Background: The Mapper algorithm is a data mining topological tool that can help us to obtain higher level understanding of disease by visualising the structure of patient data as a similarity graph. It has been successfully applied for exploratory analysis of cancer data in the past, delivering several significant subgroup discoveries. Using the Mapper algorithm in practice requires setting up multiple parameters. The graph then needs to be manually analysed according to a research question at hand. It has been highlighted in the literature that Mapper's parameters have significant impact on the output graph shape and there is no established way to select their optimal values. Hence while using the Mapper algorithm, different parameter values and consequently different output graphs need to be studied. This prevents routine application of the Mapper algorithm in real world settings.

Methods: We propose a new algorithm for subgroup discovery within the Mapper graph. We refer to the task as hotspot detection as it is designed to identify homogenous and geometrically compact subsets of patients, which are distinct with respect to their clinical or molecular profiles (e.g. survival). Furthermore, we propose to include the existence of a hotspot as a criterion while searching the parameter space, addressing one of the key limitations of the Mapper algorithm (i.e. parameter selection).

Results: Two experiments were performed to demonstrate the efficacy of the algorithm, including an artificial hotspot in the Two Circles dataset and a real world case study of subgroup discovery in oestrogen receptor-positive breast cancer.
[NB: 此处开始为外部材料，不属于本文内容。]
PR #2235, opened 2026-05-09
fix(planning): ignore hidden approved launch hints

lkraider:
## Summary

Approved handoff selection currently scans the full approved PRD markdown body. When a plan includes fenced shell examples or indented command snippets, those hidden commands can participate in Team or Ralph launch-hint selection, which makes same-task lookups ambiguous and can make hidden-only hints look valid. This keeps launch-hint selection limited to visible markdown prose while preserving the existing approved handoff contracts.

## Changes

- add a planning-local markdown visibility helper for normal, fenced, and indented scan states
- make approved Team and Ralph launch-hint collection read only visible markdown lines
- reuse the same hidden-markdown rule for Context Pack Outcome parsing and expand the planning proof for hidden-only hints, hidden duplicate hints, indented outcome declarations, and fence/tab edge cases

## Validation

- [x] `npm run build`
- [ ] `npm test`
- [ ] `omx doctor` (when setup/config behavior changes)
- `node --test dist/planning/__tests__/markdown-structure.test.js dist/planning/__tests__/artifacts.test.js dist/planning/__tests__/context-pack-status.test.js dist/cli/__tests__/ralph.test.js dist/cli/__tests__/team.test.js`
- `npx tsc --noEmit`
- `npm run check:no-unused`
- `node dist/scripts/run-test-files.js dist/cli/__tests__ dist/agents/__tests__ dist/autoresearch/__tests__ dist/catalog/__tests__ dist/compat/__tests__ dist/config/__tests__ dist/modes/__tests__ dist/pipeline/__tests__ dist/planning/__tests__ dist/scripts/__tests__ dist/session-history/__tests__ dist/subagents/__tests__ dist/utils/__tests__ dist/visual/__tests__`
- `node dist/scripts/generate-catalog-docs.js --check`

## Checklist

- [x] PR is focused and avoids unrelated changes
- [x] Docs updated (README/DEMO/COVERAGE/AGENTS template) when needed
- [x] Backward-compatibility impact considered

## Related

- None

PR #2236, opened 2026-05-09
fix(planning): reuse same-lineage approved hints

lkraider:
## Summary

Approved launch-hint selection currently stops at the newest matching PRD. When that newest Team or Ralph handoff is nonready, short follow-ups stay pinned to the nonready handoff even when an older reusable handoff in the same lineage still exists. This change keeps the selector fail-closed while allowing it to reuse older same-lineage handoffs instead of dropping usable approved context.

## Changes

- backscan approved Team and Ralph launch hints across older PRDs only when the newest matching handoff is nonready
- keep Team fallback constrained to the full launch signature and preserve exact-command selection
- add planning and CLI regression coverage for same-lineage reuse, signature-mismatch non-fallback, and ambiguous same-lineage fail-closed behavior

## Validation

- [x] `npm run build`
- [ ] `npm test`
- Focused rerun: `node --test dist/planning/__tests__/artifacts.test.js dist/cli/__tests__/ralph.test.js dist/cli/__tests__/team.test.js dist/team/__tests__/approved-execution.test.js`

## Checklist

## Related

Closes #

### DIFF
--- a/src/cli/__tests__/ralph.test.ts
+++ b/src/cli/__tests__/ralph.test.ts
@@ -127,6 +127,38 @@ describe('readMatchedApprovedRalphExecutionHint', () => {
       await rm(cwd, { recursive: true, force: true });
     }
   });
+
+  it('reuses the older approved Ralph hint when the latest same-task handoff is missing its baseline', async () => {
+    const cwd = await mkdtemp(join(tmpdir(), 'omx-ralph-lineage-fallback-'));
+    const approvedTask = 'Repair approved Ralph lineage handoff';
+    try {
+      await mkdir(join(cwd, '.omx', 'plans'), { recursive: true });
+      await writeFile(
+        join(cwd, '.omx', 'plans', 'prd-alpha-lineage.md'),
+        `# PRD\n\nLaunch via omx ralph ${JSON.stringify(approvedTask)}\n`,
+      );
+      await writeFile(join(cwd, '.omx', 'plans', 'test-spec-alpha-lineage.md'), '# Test Spec\n');
+      await writeFile(
+        join(cwd, '.omx', 'plans', 'prd-zeta-lineage.md'),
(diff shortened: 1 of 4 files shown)


Yeachan-Heo (changes requested):
Thanks for the focused lineage fallback work. The pre-merge OMX review found a blocker that needs fixing before this can merge.

Blocker:
- `src/planning/artifacts.ts` still scans the full PRD markdown body with `content.matchAll(...)` for launch-hint matching.
- That includes fenced/indented code blocks. This is the same hidden-hint exposure class that blocked #2235.
- #2236 amplifies the risk because the new older-PRD backscan can select an older hidden-only Team/Ralph hint as a reusable fallback when the newest visible same-lineage handoff is nonready.

Repro evidence from the review:
- latest PRD has visible `omx team 3:executor "Execute hidden older handoff"` but no matching test spec, so it is nonready / missing-baseline
- older PRD has the same command only inside a fenced code block plus a matching test spec
- `readApprovedExecutionLaunchHintOutcome(cwd, "team")` resolves the older fenced command as plan-only

That violates the requested “no hidden-hint regression” gate. Please make launch-hint matching use visible-markdown-only scanning before enabling historical fallback, and add regression coverage for hidden older hints not being selected during fallback.

Also note: once the hidden scan blocker is fixed, this still changes launch-hint selection semantics from latest-plan-only to historical same-lineage selection, so owner confirmation is needed before merge.

—

Yeachan-Heo:
Closing this PR because the pre-merge OMX review found a merge-blocking hidden-launch-hint issue: the historical fallback still scans the full PRD markdown body, so an older fenced/hidden Team/Ralph launch hint can be selected as fallback when the newest visible same-lineage handoff is nonready.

Our hotspot detection algorithm successfully identified graphs containing homogenous communities of nodes within the Two Circles dataset. When applied to gene expression data of ER+ breast cancer patients, appropriate parameters were identified to generate a Mapper graph revealing a hotspot of ER+ patients with poor prognosis and characteristic patterns of gene expression. This was subsequently confirmed in an independent breast cancer dataset.

Conclusions: Our proposed method can be effectively applied for subgroup discovery with pathology data. It allows us to find optimal parameters of the Mapper algorithm, bridging the gap between its potential and the translational research.

求助全文

通过发布文献求助，成功后即可免费获取论文全文。去求助

来源期刊

BMC Medical Informatics and Decision Making 医学-医学：信息

CiteScore

7.20

自引率

5.70%

发文量

297

审稿时长

1 months

期刊介绍： BMC Medical Informatics and Decision Making is an open access journal publishing original peer-reviewed research articles in relation to the design, development, implementation, use, and evaluation of health information technologies and decision-making for human health.